= TASK PROMPT =
In the records below, tally the lines that contain the word "syntax" and give only that number.

(SOURCE INFORMATION begins)

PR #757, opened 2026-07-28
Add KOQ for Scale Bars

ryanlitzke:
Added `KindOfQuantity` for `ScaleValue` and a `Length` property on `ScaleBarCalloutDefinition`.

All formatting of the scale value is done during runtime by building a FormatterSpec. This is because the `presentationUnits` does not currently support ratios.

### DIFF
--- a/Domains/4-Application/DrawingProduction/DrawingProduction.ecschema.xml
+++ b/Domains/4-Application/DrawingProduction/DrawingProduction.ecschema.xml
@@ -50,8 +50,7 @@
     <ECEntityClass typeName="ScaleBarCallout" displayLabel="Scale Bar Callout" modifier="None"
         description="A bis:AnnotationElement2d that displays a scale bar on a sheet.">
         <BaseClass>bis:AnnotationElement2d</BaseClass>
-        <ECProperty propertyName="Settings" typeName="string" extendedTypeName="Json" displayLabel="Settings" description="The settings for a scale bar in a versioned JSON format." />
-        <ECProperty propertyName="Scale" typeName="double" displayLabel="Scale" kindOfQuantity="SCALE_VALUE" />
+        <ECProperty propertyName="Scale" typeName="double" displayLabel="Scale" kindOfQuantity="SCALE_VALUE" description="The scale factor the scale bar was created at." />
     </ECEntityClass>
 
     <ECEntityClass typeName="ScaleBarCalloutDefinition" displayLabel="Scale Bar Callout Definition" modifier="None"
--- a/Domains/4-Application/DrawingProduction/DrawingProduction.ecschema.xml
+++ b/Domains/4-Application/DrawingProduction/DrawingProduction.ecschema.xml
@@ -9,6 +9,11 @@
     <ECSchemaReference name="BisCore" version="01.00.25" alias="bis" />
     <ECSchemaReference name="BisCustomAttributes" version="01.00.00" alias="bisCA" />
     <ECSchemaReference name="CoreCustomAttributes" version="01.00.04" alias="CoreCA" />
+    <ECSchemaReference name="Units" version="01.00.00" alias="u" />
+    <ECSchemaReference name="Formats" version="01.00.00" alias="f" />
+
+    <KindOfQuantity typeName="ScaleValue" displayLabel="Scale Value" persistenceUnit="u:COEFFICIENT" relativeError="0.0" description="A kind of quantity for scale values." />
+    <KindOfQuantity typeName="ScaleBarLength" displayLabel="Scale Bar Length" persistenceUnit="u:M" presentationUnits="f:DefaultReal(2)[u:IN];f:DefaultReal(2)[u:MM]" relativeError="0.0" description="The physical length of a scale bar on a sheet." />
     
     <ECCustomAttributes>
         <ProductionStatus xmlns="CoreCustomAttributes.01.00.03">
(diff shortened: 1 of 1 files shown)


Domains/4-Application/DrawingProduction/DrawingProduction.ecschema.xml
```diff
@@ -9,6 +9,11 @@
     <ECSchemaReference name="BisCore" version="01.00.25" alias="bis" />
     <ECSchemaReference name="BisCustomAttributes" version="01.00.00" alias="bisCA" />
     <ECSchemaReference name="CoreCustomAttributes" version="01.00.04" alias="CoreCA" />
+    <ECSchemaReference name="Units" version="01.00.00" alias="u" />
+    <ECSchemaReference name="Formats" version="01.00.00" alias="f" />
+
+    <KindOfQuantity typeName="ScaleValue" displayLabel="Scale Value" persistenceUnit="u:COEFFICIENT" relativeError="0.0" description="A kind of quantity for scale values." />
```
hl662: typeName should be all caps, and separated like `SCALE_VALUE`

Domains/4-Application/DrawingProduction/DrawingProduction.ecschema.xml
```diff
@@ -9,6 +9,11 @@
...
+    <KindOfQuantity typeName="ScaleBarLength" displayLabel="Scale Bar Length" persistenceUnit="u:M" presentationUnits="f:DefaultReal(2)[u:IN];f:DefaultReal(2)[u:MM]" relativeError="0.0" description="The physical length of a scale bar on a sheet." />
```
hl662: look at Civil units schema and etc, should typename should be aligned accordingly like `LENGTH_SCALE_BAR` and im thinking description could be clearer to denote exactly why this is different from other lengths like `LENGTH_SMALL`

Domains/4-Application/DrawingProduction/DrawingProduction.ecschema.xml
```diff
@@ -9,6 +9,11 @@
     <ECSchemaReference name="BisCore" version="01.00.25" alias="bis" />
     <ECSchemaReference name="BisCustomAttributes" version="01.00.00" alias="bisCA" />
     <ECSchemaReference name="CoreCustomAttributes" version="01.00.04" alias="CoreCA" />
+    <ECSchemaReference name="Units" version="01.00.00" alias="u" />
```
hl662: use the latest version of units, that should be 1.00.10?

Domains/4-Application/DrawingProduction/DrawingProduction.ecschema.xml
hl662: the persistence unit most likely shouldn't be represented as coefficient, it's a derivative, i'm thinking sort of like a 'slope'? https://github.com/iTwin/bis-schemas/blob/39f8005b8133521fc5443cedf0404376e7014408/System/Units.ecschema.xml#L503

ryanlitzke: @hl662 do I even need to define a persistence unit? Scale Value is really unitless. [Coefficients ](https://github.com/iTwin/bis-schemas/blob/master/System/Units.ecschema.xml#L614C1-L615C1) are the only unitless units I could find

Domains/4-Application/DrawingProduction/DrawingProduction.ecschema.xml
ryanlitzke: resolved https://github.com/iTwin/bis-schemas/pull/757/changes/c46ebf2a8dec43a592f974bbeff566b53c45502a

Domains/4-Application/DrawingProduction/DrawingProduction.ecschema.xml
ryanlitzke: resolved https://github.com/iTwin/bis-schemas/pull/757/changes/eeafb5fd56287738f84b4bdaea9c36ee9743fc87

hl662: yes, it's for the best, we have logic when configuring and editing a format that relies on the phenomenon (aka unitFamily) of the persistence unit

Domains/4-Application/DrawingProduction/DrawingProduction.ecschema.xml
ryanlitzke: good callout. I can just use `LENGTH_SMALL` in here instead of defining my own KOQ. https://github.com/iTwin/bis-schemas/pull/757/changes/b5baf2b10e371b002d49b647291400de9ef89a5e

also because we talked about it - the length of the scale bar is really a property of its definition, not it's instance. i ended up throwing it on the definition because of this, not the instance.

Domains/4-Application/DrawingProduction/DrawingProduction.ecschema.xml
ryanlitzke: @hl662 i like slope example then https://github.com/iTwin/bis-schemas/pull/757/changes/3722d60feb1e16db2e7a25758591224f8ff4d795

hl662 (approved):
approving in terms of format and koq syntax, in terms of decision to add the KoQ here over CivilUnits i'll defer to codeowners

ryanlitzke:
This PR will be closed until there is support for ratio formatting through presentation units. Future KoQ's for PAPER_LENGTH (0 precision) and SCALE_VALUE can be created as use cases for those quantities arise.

(SOURCE INFORMATION ends)
(SOURCE INFORMATION begins)

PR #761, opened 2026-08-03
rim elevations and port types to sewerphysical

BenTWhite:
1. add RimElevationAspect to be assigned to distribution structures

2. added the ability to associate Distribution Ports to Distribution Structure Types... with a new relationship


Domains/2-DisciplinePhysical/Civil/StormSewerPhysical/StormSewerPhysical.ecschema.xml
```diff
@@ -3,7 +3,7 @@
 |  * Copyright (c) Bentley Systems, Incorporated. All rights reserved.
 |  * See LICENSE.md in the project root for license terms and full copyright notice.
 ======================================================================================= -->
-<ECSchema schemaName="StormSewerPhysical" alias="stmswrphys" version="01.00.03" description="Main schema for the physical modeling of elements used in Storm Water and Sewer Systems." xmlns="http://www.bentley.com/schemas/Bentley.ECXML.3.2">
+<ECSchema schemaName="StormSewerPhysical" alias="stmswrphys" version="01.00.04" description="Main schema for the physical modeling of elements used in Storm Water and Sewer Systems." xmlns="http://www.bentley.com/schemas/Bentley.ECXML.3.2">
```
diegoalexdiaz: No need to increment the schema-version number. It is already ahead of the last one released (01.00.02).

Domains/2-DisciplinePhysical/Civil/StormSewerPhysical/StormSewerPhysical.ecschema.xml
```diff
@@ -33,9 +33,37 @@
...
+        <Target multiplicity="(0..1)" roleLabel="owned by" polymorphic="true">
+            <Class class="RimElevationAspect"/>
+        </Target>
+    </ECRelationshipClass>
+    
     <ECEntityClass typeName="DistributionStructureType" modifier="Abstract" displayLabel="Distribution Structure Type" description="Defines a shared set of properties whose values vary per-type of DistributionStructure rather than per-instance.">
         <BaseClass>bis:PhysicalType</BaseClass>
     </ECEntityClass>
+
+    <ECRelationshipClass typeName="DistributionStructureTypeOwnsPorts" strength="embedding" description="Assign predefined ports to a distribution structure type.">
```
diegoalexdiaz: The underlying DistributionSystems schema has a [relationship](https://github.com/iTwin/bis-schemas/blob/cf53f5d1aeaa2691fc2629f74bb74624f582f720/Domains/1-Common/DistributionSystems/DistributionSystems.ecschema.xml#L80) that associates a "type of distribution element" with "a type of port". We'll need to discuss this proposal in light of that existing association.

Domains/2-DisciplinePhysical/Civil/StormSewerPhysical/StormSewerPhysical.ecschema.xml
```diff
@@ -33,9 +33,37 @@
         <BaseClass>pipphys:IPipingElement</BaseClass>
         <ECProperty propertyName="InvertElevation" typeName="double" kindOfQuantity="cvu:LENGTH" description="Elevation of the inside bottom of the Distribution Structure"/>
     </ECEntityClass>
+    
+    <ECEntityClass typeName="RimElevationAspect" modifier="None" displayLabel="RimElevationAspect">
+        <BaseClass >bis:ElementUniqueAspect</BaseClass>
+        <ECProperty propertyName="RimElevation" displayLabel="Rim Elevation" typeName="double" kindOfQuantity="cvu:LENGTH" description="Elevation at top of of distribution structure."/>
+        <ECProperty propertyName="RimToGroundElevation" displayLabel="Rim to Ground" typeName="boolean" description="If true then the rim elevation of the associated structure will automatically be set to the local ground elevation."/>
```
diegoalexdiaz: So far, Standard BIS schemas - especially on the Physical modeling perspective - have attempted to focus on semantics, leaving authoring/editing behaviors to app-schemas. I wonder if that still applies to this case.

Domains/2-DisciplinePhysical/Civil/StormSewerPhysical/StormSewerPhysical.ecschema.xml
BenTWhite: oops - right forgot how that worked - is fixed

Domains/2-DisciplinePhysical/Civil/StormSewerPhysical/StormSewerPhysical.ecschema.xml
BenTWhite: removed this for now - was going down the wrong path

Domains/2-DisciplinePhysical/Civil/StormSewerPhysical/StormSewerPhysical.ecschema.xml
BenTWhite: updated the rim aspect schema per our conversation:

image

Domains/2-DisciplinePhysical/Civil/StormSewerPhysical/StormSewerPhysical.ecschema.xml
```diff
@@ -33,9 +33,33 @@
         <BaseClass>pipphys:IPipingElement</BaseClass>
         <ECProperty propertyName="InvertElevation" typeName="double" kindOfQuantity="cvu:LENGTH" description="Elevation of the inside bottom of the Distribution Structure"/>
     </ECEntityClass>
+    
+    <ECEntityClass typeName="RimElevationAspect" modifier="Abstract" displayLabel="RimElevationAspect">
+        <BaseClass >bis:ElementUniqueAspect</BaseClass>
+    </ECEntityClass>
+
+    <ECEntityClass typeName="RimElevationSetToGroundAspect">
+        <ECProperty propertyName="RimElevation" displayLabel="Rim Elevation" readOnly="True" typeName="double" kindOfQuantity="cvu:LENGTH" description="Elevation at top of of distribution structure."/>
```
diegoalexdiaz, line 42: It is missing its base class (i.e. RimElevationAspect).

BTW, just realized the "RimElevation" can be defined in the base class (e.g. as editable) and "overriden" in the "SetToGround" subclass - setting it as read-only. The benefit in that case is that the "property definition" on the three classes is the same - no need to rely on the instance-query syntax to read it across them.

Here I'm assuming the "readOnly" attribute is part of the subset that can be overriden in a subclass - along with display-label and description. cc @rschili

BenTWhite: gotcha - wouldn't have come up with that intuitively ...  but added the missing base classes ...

(SOURCE INFORMATION ends)

= RESULT OF THIS EXERCISE =
2